Absolutely! I possess a strong inclination towards research projects. Wondering why? Some of the reasons have been nicely summed up here.

I deeply believe in the value of collaborative research. Throughout my journey so far, I’ve been fortunate to work with supportive mentors and incredible collaborators who have enriched my experience and broadened my perspective. I’m truly grateful for their guidance and the opportunities they’ve provided, as none of these projects would have been possible without their contributions! I’m passionate about sharing ideas and receiving feedback, so if you have any thoughts or comments about my current projects, I would love to set up a quick call to discuss them. Engaging in meaningful conversations not only helps refine my work but also fosters a sense of community in our field. Let’s connect and explore new possibilities together!

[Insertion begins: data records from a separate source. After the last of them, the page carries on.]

PR #7951, opened 2021-02-10
Make BlockBasedTable::kMaxAutoReadAheadSize configurable

akankshamahajan15:
Summary: RocksDB does auto-readahead for iterators on noticing more
than two reads for a table file. The readahead starts at 8KB and doubles on every
additional read upto BlockBasedTable::kMaxAutoReadAheadSize which is
256*1024.
This PR adds a new option BlockBasedTableOptions::max_auto_readahead_size which
replaces BlockBasedTable::kMaxAutoReadAheadSize and the new option can be
configured.
If max_auto_readahead_size is set 0 then no implicit auto prefetching will
be done. If max_auto_readahead_size provided is less than
8KB (which is initial readahead size used by rocksdb in case of
auto-readahead), readahead size will remain same as max_auto_readahead_size.

Test Plan: Add new unit test case.

Reviewers:

Subscribers:

Tasks:

Tags:

### DIFF
--- a/include/rocksdb/table.h
+++ b/include/rocksdb/table.h
@@ -457,7 +457,10 @@ struct BlockBasedTableOptions {
   // DB::SetOptions({{"block_based_table_factory",
   //                  "{max_auto_readahead_size=0;}"}}));
   //
-  //  Default: 256 KB (256 * 1024).
+  // Changing the value dynamically will only affect files opened after the
+  // change.
+  //
+  // Default: 256 KB (256 * 1024).
   size_t max_auto_readahead_size = 256 * 1024;
 };
 
--- a/include/rocksdb/table.h
+++ b/include/rocksdb/table.h
@@ -437,13 +437,18 @@ struct BlockBasedTableOptions {
       IndexShorteningMode::kShortenSeparators;
 
   // RocksDB does auto-readahead for iterators on noticing more than two reads
-  // for a table file. The readahead starts at 8KB and doubles on every
-  // additional read upto max_auto_readahead_size and max_auto_readahead_size
-  // can be configured.
-  // If max_auto_readahead_size is set 0 then no implicit auto prefetching will
-  // be done. If max_auto_readahead_size provided is less than 8KB (which is
-  // initial readahead size used by rocksdb in case of auto-readahead),
-  // readahead size will remain same as max_auto_readahead_size.
+  // for a table file if user doesn't provide readahead_size. The readahead
+  // starts at 8KB and doubles on every additional read upto
+  // max_auto_readahead_size and max_auto_readahead_size can be configured.
+  //
+  // Special Value: 0 - If max_auto_readahead_size is set 0 then no implicit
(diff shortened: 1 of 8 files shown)


akankshamahajan15:
Depends on PR https://github.com/facebook/rocksdb/pull/7936.

table/block_based/block_based_table_reader.h
```diff
@@ -65,9 +65,6 @@ class BlockBasedTable : public TableReader {
 
   // All the below fields control iterator readahead
   static const size_t kInitAutoReadaheadSize = 8 * 1024;
-  // Found that 256 KB readahead size provides the best performance, based on
-  // experiments, for auto readahead. Experiment data is in PR #3282.
-  static const size_t kMaxAutoReadaheadSize;
   static const int kMinNumFileReadsToStartAutoReadahead = 2;
```
mrambacher, line 68: Is there a reason that you want to configure the MaxAutoReadaheadSize but leave the MinNumFilesToStartAutoReadahead and InitAutoReadaheadSize as constant?

akankshamahajan15: It was a requirement from a service owner to configure kMaxAutoReadaheadSize so that they disable prefetching for L0 files and enable it for other level files by configuring kMaxAutoReadaheadSize. Users can specify initial readahead_size in ReadOptions. kInitAutoReadaheadSize is used if user didn't specify  and after few seqeuntial reads RocksDB enable automatic prefetching.

include/rocksdb/table.h
```diff
@@ -435,6 +435,23 @@ struct BlockBasedTableOptions {
...
+  // initial readahead size used by rocksdb in case of auto-readahead),
+  // readahead size will remain same as max_auto_readahead_size.
+  //
+  // Found that 256 KB readahead size provides the best performance, based on
+  // experiments, for auto readahead. Experiment data is in PR #3282.
+  //
+  // This parameter can be changed dynamically by
+  // DB::SetOptions({{"block_based_table_factory",
+  //                  "{max_auto_readahead_size=0;}"}}));
+  size_t max_auto_readahead_size = 256 * 1024;
```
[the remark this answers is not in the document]
akankshamahajan15: I will update the code and the comments.

include/rocksdb/table.h
```diff
@@ -435,6 +435,30 @@ struct BlockBasedTableOptions {
...
+  // max_auto_readahead_size.
+  //
+  // Value should be provided along with KB i.e. 256 * 1024 as it will prefetch
+  // the blocks.
+  //
+  // Found that 256 KB readahead size provides the best performance, based on
+  // experiments, for auto readahead. Experiment data is in PR #3282.
+  //
+  // This parameter can be changed dynamically by
+  // DB::SetOptions({{"block_based_table_factory",
```
anand1976, line 457: Also mention that changing the value will only affect files opened after the change.

anand1976 (approved):
LGTM. ```HISTORY.md``` needs to be updated

PR #7957, opened 2021-02-11
Update internal build script

jay-zhuang:
For internal build.

### DIFF
--- a/tools/regression_test.sh
+++ b/tools/regression_test.sh
@@ -158,7 +158,7 @@ function init_arguments {
 
   current_time=$(date +"%F-%H:%M:%S")
   RESULT_PATH=${RESULT_PATH:-"$1/results/$current_time"}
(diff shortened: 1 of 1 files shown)


tools/regression_test.sh
```diff
@@ -367,16 +367,6 @@ function exit_on_error {
...
-function checkout_rocksdb {
-  echo "Checking out commit $1 ..."
-
-  git fetch --all
-  exit_on_error $?
-
-  git checkout $1
-  exit_on_error $?
-}
-
```
ltamasi, line 379: I'm assuming this isn't called from anywhere, right? :)

ltamasi (approved):

tools/regression_test.sh
jay-zhuang: Yes, it's dead code.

What I'm working on right now?

I find it fascinating that starting with the building blocks of Probabilistic and Statistical Thinking, and incorporating some Linear Algebra and Calculus, we can achieve extremely powerful function approximators that emulate knowledge-based reasoning. Currently, I am focusing on laying down firm roots in these fundamentals while taking an applied approach to Artificial Intelligence, Machine Learning, and Robotics through my software development skills. Consequently, I am inclined to study various fundamental problems that enable the autonomous flying of UAVs, autonomous multi-agent systems, and the advancement of control systems. Furthermore, I enjoy building robotic systems to practically demonstrate various ideas, aiming to span the entire world with optimized solutions.

Past Work and Projects

Multi-agent Systems

In what I consider past life now 😄, I spent considerable time working on topics in ML and control in multi-agent systems. As a part of my research fellowship at Moon Labs, IISER Bhopal, I worked on a novel problem on priority based colliion avoidance in different types of UAVs, flying in a common dense airspace. Along with my team members Agamdeep Singh, and Prof. P.B. Sujit, we worked on a series of projects around this topic:

• PANDA: Priority-Based Collision Avoidance Framework for Heterogeneous UAVs Navigating in Dense Airspace:

  In a preliminary study (submitted to AAMAS 2025), we presented PANDA, a novel potential-field-based approach that addresses priority-based collision avoidance constraints in a unified way by augmenting tangential potential fields. We evaluated PANDA through simulations, and the results showed that it achieves a 54% improvement in average completion time over existing algorithms in dense airspace. Additionally, PANDA achieves a 21% faster completion time for the highest priority UAVs compared to a no-priority baseline and a 60% faster completion time for the lowest priority UAVs.

• DenseUAV: Decision-making Collision Avoidance Framework for Diverse UAVs with Dynamic Priorities, No-fly Zones, and Environmental Condition:

  In a follow-up work (submitted to RA-L 2024), I developed a decision-making collision avoidance framework for diverse UAVs with dynamic priorities, taking into account no-fly zones and environmental conditions such as a wind disturbance model. To the best of my knowledge, there has been no work so far that addresses dynamic priority in this context. Engaging deeply with this research provided me with the motivation to pursue a PhD! 🙌

Computer Vision and Robotics

I had been fortunate enough to begin my research through computer vision in robotics through my research assistantship at IIIT-Hyderabad. I wroked on a serious of projects with my teammates (Neel Adwani, Prof. Madhava Krishna, Prof. Harikumar Kandath, and Prof. Ravi Kiran Sarvadevabhatla)

• RHFSafeUAV: Real-Time Heuristic Framework for Safe Landing of UAVs in Dynamic Scenarios:

  I worked on detecting safe potential landing zones (PLZs) and identifying the best one for landing. Initially, PLZs were detected using the Canny edge algorithm and diameter-area estimation, labeling spots larger than the vehicle's clearance as safe. In the next phase, I calculated the velocities of dynamic obstacles approaching the PLZs and their time to reach these zones. I also computed the UAV's estimated time of arrival (ETA) and executed dynamic obstacle avoidance during descent. This approach showed better results in real-world testing compared to existing methods.

• UAV-based Visual Remote Sensing Automated Building Inspection:

  The initial work at IIIT Hyderabad where I proposed a methodology to automate the building inspections through UAV-based image data collection and a software library for post-processing that helps in estimating the seismic structural parameters. The key parameters considered here were the distances between adjacent buildings, building plan-shape, building plan area, objects on the rooftop and rooftop layout. This made me explore the different aspects of the computer vision techniques.